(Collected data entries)

------------------------------

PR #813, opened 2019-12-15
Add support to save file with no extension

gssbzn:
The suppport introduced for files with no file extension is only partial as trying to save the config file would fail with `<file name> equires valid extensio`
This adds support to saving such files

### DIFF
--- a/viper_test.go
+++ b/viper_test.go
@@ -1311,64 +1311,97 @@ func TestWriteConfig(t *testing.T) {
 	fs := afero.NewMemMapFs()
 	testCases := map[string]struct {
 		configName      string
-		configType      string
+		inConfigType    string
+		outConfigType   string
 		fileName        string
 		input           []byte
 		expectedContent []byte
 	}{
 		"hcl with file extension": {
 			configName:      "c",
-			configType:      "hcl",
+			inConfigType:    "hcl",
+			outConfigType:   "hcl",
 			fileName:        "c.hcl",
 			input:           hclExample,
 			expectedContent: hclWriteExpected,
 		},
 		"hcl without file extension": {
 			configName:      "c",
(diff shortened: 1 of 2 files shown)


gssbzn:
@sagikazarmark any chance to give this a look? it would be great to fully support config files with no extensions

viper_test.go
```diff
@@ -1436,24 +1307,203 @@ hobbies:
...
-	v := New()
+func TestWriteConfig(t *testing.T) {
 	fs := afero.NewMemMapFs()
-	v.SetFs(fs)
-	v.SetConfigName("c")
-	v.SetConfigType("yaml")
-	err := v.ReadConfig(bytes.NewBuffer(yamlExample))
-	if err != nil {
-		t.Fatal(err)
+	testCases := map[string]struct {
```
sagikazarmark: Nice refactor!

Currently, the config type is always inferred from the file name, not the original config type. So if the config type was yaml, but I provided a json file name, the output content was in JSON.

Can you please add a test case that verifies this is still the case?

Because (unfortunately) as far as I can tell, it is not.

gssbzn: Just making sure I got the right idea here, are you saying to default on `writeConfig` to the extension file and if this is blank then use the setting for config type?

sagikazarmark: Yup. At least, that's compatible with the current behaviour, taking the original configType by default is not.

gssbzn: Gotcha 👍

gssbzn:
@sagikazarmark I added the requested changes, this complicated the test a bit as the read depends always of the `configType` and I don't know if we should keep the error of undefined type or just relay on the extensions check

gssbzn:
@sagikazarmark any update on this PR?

------------------------------

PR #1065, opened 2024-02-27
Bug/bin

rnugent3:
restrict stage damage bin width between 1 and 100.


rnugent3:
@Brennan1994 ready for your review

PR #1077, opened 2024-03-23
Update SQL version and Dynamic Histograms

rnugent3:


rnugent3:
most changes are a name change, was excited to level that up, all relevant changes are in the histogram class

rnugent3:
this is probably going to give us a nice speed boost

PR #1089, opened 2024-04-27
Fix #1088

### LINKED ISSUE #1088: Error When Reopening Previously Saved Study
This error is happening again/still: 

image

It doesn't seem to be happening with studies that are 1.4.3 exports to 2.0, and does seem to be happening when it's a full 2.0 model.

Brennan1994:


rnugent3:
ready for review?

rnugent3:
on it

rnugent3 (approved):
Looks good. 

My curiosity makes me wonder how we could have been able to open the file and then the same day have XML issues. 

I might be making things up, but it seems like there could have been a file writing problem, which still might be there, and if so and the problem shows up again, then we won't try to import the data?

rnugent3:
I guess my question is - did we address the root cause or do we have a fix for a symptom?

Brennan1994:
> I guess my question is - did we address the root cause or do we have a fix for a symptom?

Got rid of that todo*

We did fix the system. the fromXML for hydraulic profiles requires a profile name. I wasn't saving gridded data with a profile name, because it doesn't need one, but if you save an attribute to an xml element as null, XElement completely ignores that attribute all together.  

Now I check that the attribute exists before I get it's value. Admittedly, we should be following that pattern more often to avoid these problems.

------------------------------

Task description:
Go through the entries and report every line with the string "happening".

Reply:
This error is happening again/still: 
It doesn't seem to be happening with studies that are 1.4.3 exports to 2.0, and does seem to be happening when it's a full 2.0 model.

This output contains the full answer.